* [ASSIGNMENT]
Run through the records and, wherever a line holds the word "used", return that line.

SUPPLIED RECORDS Block Start

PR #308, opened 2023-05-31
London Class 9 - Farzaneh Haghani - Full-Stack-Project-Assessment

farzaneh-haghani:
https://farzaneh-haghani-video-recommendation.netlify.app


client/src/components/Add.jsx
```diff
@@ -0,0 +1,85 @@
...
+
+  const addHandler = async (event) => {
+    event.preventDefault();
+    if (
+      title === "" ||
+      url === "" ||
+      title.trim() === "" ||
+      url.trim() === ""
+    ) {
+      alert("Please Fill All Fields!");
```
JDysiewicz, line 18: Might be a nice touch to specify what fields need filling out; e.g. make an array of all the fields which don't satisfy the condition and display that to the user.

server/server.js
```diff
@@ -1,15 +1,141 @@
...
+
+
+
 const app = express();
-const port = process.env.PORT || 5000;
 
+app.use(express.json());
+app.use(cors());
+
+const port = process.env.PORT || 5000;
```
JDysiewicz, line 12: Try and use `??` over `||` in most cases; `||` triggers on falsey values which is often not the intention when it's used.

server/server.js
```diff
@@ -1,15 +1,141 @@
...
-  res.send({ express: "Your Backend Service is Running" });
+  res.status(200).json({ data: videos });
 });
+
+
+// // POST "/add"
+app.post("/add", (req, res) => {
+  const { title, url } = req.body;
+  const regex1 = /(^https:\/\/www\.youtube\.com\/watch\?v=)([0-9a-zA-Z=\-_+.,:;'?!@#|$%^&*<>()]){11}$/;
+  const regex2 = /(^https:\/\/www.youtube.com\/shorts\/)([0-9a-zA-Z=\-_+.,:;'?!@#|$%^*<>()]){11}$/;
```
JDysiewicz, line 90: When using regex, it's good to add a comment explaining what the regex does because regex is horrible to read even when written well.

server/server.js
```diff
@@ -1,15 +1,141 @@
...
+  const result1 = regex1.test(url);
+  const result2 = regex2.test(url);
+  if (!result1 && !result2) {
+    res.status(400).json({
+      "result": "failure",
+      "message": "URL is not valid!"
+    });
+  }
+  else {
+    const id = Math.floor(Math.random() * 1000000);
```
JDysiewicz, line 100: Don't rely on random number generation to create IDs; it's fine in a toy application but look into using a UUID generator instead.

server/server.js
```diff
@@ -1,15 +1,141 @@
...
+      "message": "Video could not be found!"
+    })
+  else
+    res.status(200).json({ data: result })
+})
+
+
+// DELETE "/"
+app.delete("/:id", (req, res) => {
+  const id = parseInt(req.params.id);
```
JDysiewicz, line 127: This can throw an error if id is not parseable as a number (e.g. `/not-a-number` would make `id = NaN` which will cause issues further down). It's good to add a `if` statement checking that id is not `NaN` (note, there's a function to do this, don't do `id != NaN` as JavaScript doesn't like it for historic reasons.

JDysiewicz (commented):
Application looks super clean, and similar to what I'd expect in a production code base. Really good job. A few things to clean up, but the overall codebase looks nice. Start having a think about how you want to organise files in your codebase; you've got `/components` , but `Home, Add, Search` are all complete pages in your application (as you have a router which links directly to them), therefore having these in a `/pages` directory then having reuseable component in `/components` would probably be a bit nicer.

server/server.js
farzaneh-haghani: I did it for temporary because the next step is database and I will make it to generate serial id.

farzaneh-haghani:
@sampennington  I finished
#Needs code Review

SUPPLIED RECORDS Block End
SUPPLIED RECORDS Block Start

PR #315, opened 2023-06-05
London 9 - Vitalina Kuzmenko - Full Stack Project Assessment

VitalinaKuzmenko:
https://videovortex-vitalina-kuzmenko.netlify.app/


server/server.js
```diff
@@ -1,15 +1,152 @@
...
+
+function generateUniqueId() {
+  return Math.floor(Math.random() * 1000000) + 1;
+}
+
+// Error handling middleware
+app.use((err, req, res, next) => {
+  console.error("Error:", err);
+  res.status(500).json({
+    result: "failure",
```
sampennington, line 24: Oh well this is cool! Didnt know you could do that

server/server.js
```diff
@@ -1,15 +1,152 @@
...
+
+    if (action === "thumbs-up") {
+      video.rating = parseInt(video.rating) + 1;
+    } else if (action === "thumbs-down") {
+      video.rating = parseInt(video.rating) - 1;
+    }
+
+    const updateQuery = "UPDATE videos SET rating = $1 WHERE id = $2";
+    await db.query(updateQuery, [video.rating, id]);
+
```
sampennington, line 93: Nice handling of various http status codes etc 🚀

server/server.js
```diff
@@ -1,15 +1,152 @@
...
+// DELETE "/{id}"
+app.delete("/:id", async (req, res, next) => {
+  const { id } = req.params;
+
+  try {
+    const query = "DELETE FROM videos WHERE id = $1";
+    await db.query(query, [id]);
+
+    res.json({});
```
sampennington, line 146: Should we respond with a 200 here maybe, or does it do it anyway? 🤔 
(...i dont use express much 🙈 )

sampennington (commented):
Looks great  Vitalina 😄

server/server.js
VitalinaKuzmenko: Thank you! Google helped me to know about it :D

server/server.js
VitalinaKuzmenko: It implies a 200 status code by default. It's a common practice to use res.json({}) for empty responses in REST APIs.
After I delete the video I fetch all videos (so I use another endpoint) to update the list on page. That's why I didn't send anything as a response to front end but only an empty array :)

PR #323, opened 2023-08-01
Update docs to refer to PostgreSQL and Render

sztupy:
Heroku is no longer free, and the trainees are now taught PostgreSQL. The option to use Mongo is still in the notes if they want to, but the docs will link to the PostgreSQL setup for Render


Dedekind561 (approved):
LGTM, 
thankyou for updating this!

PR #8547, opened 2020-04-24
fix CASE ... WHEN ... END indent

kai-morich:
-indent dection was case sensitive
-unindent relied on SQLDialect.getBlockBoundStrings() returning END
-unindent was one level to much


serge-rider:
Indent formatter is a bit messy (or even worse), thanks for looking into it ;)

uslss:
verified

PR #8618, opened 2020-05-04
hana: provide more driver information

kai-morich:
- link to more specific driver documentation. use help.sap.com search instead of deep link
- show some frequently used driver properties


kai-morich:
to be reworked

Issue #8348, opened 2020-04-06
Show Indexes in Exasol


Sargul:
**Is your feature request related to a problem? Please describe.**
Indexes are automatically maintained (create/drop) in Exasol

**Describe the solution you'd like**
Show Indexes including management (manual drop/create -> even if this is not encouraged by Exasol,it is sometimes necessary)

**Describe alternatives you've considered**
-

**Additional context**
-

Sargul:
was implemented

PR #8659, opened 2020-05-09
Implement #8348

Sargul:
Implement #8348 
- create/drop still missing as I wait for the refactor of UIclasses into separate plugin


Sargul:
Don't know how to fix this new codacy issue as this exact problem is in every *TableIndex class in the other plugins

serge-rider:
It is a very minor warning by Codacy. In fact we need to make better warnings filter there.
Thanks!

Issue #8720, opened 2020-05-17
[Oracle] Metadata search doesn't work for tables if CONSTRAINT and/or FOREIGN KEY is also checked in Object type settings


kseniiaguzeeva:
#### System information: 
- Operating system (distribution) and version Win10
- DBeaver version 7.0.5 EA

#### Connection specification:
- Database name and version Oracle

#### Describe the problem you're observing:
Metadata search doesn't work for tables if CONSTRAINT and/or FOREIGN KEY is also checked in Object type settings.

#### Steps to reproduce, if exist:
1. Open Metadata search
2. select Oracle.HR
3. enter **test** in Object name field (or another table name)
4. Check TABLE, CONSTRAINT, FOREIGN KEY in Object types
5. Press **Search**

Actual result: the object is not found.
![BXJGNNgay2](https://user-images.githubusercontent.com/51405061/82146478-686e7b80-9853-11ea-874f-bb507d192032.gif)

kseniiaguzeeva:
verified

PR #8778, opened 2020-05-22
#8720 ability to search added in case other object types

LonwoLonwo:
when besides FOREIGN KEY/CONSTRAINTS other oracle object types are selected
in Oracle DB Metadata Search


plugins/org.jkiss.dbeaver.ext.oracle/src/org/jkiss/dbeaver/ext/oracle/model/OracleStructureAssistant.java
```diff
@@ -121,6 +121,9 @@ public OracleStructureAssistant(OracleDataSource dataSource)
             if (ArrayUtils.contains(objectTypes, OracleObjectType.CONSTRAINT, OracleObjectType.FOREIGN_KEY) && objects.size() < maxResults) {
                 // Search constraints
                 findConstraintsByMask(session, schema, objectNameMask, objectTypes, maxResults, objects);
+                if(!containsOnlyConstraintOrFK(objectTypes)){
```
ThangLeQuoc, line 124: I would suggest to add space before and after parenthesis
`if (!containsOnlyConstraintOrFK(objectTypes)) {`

SUPPLIED RECORDS Block End

* [RESPONSE FOR THIS EXERCISE]
JDysiewicz, line 12: Try and use `??` over `||` in most cases; `||` triggers on falsey values which is often not the intention when it's used.
- show some frequently used driver properties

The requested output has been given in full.